It's always difficult to know what to do about a review for books by our editor - we can't just ignore them. In this case we have borrowed an independent review from Good Housekeeping. (N.B. given the source, the review concentrates most on personal health/diet advice, but the book also has a lot to say about the way the media communicate science.)

Much of what you hear and read about health can feel contradictory and overwhelming, and it can sometimes be hard to know which diet we should be on, how much exercise we should be doing, what’s said to be causing serious illnesses this week, or to keep track of the latest advice to make sure you lead a happier and healthier life.

At GH we believe in rigorously putting any claims to the test, and that’s why we love Science For Life by GH contributor Brian Clegg. It gives definitive answers to the kind of questions we ask ourselves regularly – is red wine really good for us? (science says it’s not, sadly) And should we avoid artificial sweeteners? (research actually shows that they haven’t been linked to as many health problems as sugar).

The book provides no-nonsense, straightforward advice, all backed up by scientific research. And, unlike others, Science For Life doesn’t claim to have all the answers. It acknowledges where there isn’t enough hard evidence – such as whether too much TV is bad for kids.

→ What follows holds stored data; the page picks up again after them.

PR #14, opened 2016-11-14
REF-1399 Fail immediately on null argument

georgelesica-wf:
### Description

Right now we fail if one of the "manage" methods on `Disposable` gets a `null` value. However, we only fail once `dispose()` has been called, so the error is rather confusing.

### Changes

It seems reasonable to me that those methods shouldn't accept `null` arguments because there's no reason for that to ever occur in actual code, and if it did, it's almost certainly a bug in the consumer's code. If we don't deal with the `null` noisily it could lead to tricky memory leaks or other hard-to-find errors.

However, we should fail immediately so that we provide the consumer with an easily-understood stack trace and error message. This PR just makes those methods throw if they get a `null` argument.

### Semantic Versioning

> **This library is still pre-1.0.0.**
>
> Patches and minor changes will be released in a patch version, while breaking
> changes can be released in a minor version.

- [x] **Patch**
- [ ] **Minor**

### Testing/QA

- [ ] CI passes

### Code Review

@dustinlessard-wf @evanweible-wf @jayudey-wf @maxwellpeterson-wf @sebastianmalysa-wf @trentgrover-wf

### FYI

@dustyholmes-wf

### DIFF
--- a/lib/disposable.dart
+++ b/lib/disposable.dart
@@ -138,23 +138,32 @@ abstract class Disposable implements _Disposable {
   }
 
   /// Automatically dispose another object when this object is disposed.
+  ///
+  /// The parameter may not be `null`.
   @mustCallSuper
   @protected
   void manageDisposable(Disposable disposable) {
+    _throwIfNull(disposable, 'disposable');
     _internalDisposables.add(disposable);
   }
 
   /// Automatically handle arbitrary disposals using a callback.
+  ///
+  /// The parameter may not be `null`.
   @mustCallSuper
   @protected
   void manageDisposer(Disposer disposer) {
+    _throwIfNull(disposer, 'disposer');
     _internalDisposables.add(new _InternalDisposable(disposer));
   }
 
   /// Automatically cancel a stream controller when this object is disposed.
+  ///
+  /// The parameter may not be `null`.
   @mustCallSuper
   @protected
   void manageStreamController(StreamController controller) {
+    _throwIfNull(controller, 'controller');
     _internalDisposables.add(new _InternalDisposable(() {
       if (!controller.hasListener) {
         controller.stream.listen((_) {});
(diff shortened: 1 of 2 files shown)


aviary2-wf:
## Raven
Number of Findings: 0

maxwellpeterson-wf:
+1

evanweible-wf:
+1

lib/disposable.dart
```diff
@@ -181,4 +193,10 @@ abstract class Disposable implements _Disposable {
     _didDispose.complete();
     return null;
   }
+
+  void _throwIfNull(dynamic subscription, String name) {
```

Clegg’s writing is informative and entertaining, with a welcome lack of irritating jargon. Divided by subject, the scope of the book is remarkably broad – everything from whether e-numbers are bad for us (they’re not), to how likely it is we’ll be visited by UFOs (science is highly sceptical).

What Science For Life does best is help you make informed health choices – from how much exercise to do a week to which supplements to take – so you can make small changes with maximum impact. It also gives some peace of mind on the science behind medical treatments and what we should really be doing to help the environment. Best of all, Clegg will continue update his findings online at scienceforlife.info as new research comes in.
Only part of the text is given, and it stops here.